Download Linguistic Biomarkers Of Neurological Cognitive And Psychiatric Disorders Verification Analytical Validation Clinical Validation And Machine Learning PDF/ePub or read online books in Mobi eBooks. Click Download or Read Online button to get Linguistic Biomarkers Of Neurological Cognitive And Psychiatric Disorders Verification Analytical Validation Clinical Validation And Machine Learning book now. This website allows unlimited access to, at the time of writing, more than 1.5 million titles, including hundreds of thousands of titles in various foreign languages.

Download

Linguistic Biomarkers of Neurological, Cognitive, and Psychiatric Disorders: Verification, Analytical Validation, Clinical Validation, and Machine Learning


Linguistic Biomarkers of Neurological, Cognitive, and Psychiatric Disorders: Verification, Analytical Validation, Clinical Validation, and Machine Learning

Author: Ratree Wayland

language: en

Publisher: Frontiers Media SA

Release Date: 2024-08-07


DOWNLOAD





Degeneration of nerve cells that control cognitive, speech, and language processes leading to linguistic impairments at various levels, from verbal utterances to individual speech sounds, could indicate signs of neurological, cognitive and psychiatric disorders such as Alzheimer’s disease (AD), Parkinson’s disease (PD), amyotrophic lateral sclerosis (ALS), dementias, depression, autism spectrum disorder, schizophrenia, etc.

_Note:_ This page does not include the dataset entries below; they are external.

PR #30606, opened 2025-01-15
Feat/better dev err

danielphilipjohnson:
### 📚 Description

- Added Youch v4.1.0-beta.4 as a dependency for enhanced error pages

- Port error handling improvements from Pooya's PR, moving src/runtime/internal/error/dev.ts to packages/nuxt/src/core/runtime/nitro/error.ts in the nuxt/nuxt codebase.

### Possible enhancements

Screenshot from 2025-01-15 13-58-40

Current nuxt error page.

Screenshot from 2025-01-15 13-58-11

Current youch error page.

Current Nuxt error page shows the status code prominently at the top. We could maintain this in the Youch implementation by setting:

```js

title: ${errorObject.statusCode}
```

## Dependencies

- Added youch@4.1.0-beta.4

### DIFF
--- a/packages/nuxt/src/core/runtime/nitro/error.ts
+++ b/packages/nuxt/src/core/runtime/nitro/error.ts
@@ -80,15 +80,16 @@ export default <NitroErrorHandler> async function errorhandler (error: H3Error, 
     return send(event, template(errorObject))
   }
 
+  if (event.handled) { return }
+
   const html = await youch.toHTML(error, {
+    title: `${errorObject.statusCode}`,
     request: {
       url,
       method: event.method,
       headers: getRequestHeaders(event),
     },
   })
-
-  if (event.handled) { return }
 
   for (const [header, value] of res.headers.entries()) {
     setResponseHeader(event, header, value)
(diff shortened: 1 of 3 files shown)


packages/nuxt/src/core/runtime/nitro/error.ts
```diff
@@ -74,15 +80,22 @@ export default <NitroErrorHandler> async function errorhandler (error: H3Error,
...
-  const html = await res.text()
+  const html = await youch.toHTML(error, {
+    request: {
+      url,
+      method: event.method,
+      headers: getRequestHeaders(event),
+    },
+  })
+
   if (event.handled) { return }
```
HigherOrderLogic, line 92:
```suggestion
  if (event.handled) { return }
  
  const html = await youch.toHTML(error, {
    request: {
      url,
      method: event.method,
      headers: getRequestHeaders(event),
    },
  })
```

danielphilipjohnson: Sorry for the lateness will push this change shortly :pray:

danielroe:
thank you ❤️ 

linking also https://github.com/nuxt/nuxt/pull/30624 - and see comment in https://github.com/nuxt/nuxt/pull/30624#issuecomment-2594995699

danielroe:
marking as draft until implementation in nitro is finalised. ❤️

danielroe:
resolved in https://github.com/nuxt/nuxt/pull/31230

Currently, these disorders are diagnosed using specific clinical diagnostic criteria and neuropsychological examinations. However, speech-based biomarkers could potentially offer many advantages over current clinical standards. In addition to being objective and naturalistic, they can also be collected remotely with minimal instruction and time requirements. Furthermore, Machine Learning algorithms developed to build automated diagnostic models using linguistic features extracted from speech could aid diagnosis of patients with probable diseases from a group of normal population. To ensure that speech-based biomarkers are providing accurate measurement and can serve as effective clinical tools for detecting and monitoring disease, speech features extracted and analyzed must be systematically and rigorously evaluated. Different machine learning architectures trained to classify different types of disordered speech must also be rigorously tested and systematically compared.

Biomarkers in Psychiatry


Biomarkers in Psychiatry

Author: Judith Pratt

language: en

Publisher: Springer

Release Date: 2019-01-05


DOWNLOAD





This volume addresses one of the Holy Grails in Psychiatry, namely the evidence for and potential to adopt ‘Biomarkers’ for prevention, diagnosis, and treatment responses in mental health conditions. It meshes together state of the art research from international renowned pre-clinical and clinical scientists to illustrate how the fields of anxiety disorders, depression, psychotic disorders, and autism spectrum disorder have advanced in recent years.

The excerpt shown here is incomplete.